La Cour constitutionnelle du Gabon a sonné le glas des espérances de Jean Ping. Elle a en effet rejeté vendredi la requête de l’opposant qui contestait le résultat de l’élection présidentielle du 27 août, et partant, elle a validé la réélection d’Ali Bongo, dont la famille dirige le pays depuis près de 50 ans.

Cette décision, attendue, laisse craindre de nouvelles violences après des émeutes meurtrières début septembre , en réaction à l’annonce de la très courte victoire d’Ali Bongo, par 6.000 voix seulement. Six personnes y ont trouvé la mort.

 

Immédiatement après l’annonce de la Cour, Ali Bongo a appelé à la conciliation au nom de l’intérêt du pays. « J’appelle donc tous les responsables politiques, y compris les candidats malheureux de la présidentielle (..) à travailler avec moi dans le respect de nos différences certes, mais animés de la volonté de situer l’intérêt supérieur de la nation au-dessus de nos intérêts particuliers et partisans », a-t-il déclaré dans un discours télévisé.

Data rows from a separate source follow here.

PR #7, opened 2016-01-21
README: github.com/OracleLabs/GraalVM is deprecated.

zapster:
We could also link to http://openjdk.java.net/projects/graal/ if that is preferred.

### DIFF
--- a/README.md
+++ b/README.md
@@ -4,7 +4,7 @@
 ## Introduction
 
 Truffle is a framework for implementing languages as simple interpreters.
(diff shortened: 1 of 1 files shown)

Le président réélu a en outre déploré des violences sans précédent à l’issue d’élections « libres, transparentes et ouvertes ».

Feuilles de pointage illisibles

Jean Ping, qui s’était déclaré président, pense qu’on lui a volé la victoire. Il n’a pas laissé entendre qu’il était prêt à coopérer avec le gouvernement. Le candidat de l’opposition, arrivé second selon les résultats du ministère de l’Intérieur, avait saisi la Cour le 8 septembre pour demander un recomptage des bulletins de vote dans le Haut-Ogooué, fief du président sortant dans le sud-est du pays. Ali Bongo y a été crédité de 95% des suffrages sur un taux de participation de 99,9%.

 

La Cour constitutionnelle a refusé d’accepter comme preuves de ces accusations les feuilles de pointage fournies par Jean Ping, les jugeant pour la plupart illisibles. Les alliés d’Ali Bongo ont soumis pour leur part des preuves contraires et affirment que la fraude électorale a été orchestrée par le chef de file de l’opposition. L’instance a annulé les scrutins dans 21 circonscriptions de la capitale, Libreville, ce qui a favorisé Ali Bongo, faisant passer son score de 49,85% à 50,66% des voix, selon les résultats définitifs certifiés par la Cour.